PR #451, opened 2020-07-23
kernelci.test: Allow filtering on branches

broonie:
Currently we do not supply the branch name in the filter set we use to
determine which tests to run on a given lab. This is useful for trees
like stable with many branches and currently causes the filters set up
for the LKFT lab which include the branches to not match anything
resulting in no jobs being scheduled there. Add the branch name.

### DIFF
--- a/kernelci/test.py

(WORK TO COMPLETE): Word for word, return each of the entries shown above.

(EXPECTED ANSWER):
PR #451, opened 2020-07-23
kernelci.test: Allow filtering on branches

broonie:
Currently we do not supply the branch name in the filter set we use to
determine which tests to run on a given lab. This is useful for trees
like stable with many branches and currently causes the filters set up
for the LKFT lab which include the branches to not match anything
resulting in no jobs being scheduled there. Add the branch name.

### DIFF
--- a/kernelci/test.py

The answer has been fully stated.